[SOURCE RECORDS]
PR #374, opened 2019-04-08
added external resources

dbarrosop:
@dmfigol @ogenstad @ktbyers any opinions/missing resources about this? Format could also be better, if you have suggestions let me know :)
---
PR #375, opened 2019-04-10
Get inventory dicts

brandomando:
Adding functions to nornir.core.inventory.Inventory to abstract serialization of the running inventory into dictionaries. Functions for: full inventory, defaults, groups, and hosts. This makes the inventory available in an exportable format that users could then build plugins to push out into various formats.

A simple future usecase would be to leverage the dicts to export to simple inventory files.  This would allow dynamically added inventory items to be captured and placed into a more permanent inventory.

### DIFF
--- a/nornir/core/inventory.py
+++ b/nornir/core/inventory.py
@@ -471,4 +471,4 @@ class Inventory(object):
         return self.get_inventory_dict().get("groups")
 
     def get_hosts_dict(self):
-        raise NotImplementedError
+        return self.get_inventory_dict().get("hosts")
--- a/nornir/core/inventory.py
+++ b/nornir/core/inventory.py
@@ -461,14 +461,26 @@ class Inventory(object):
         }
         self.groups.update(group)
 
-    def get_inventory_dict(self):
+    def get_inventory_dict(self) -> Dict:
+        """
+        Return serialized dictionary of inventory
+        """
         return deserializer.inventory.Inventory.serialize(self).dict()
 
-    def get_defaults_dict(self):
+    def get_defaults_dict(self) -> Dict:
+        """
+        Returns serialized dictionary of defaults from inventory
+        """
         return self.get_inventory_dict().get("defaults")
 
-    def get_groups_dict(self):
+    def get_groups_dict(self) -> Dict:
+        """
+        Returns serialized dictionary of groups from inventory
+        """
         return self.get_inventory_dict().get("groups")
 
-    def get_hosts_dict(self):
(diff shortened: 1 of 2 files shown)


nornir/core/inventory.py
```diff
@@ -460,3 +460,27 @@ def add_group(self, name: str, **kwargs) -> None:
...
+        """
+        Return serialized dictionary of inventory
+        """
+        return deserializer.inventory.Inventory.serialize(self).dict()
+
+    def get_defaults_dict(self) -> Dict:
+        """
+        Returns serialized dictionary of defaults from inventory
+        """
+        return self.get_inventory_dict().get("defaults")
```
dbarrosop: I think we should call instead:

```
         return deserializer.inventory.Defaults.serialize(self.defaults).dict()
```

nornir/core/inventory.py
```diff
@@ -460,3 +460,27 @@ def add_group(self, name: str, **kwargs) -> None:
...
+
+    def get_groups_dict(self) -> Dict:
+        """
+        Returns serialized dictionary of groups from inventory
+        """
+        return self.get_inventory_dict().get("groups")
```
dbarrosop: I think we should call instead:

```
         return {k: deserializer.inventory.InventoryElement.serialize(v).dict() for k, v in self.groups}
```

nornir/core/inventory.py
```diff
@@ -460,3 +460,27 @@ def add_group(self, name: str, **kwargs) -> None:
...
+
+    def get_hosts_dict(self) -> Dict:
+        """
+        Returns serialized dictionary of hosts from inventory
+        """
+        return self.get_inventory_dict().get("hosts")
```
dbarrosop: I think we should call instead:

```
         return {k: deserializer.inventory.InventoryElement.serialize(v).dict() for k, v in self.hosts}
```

[ACTIVITY]
Write down only how many lines of the entries above include the word "class".

[WRITTEN RESPONSE]
2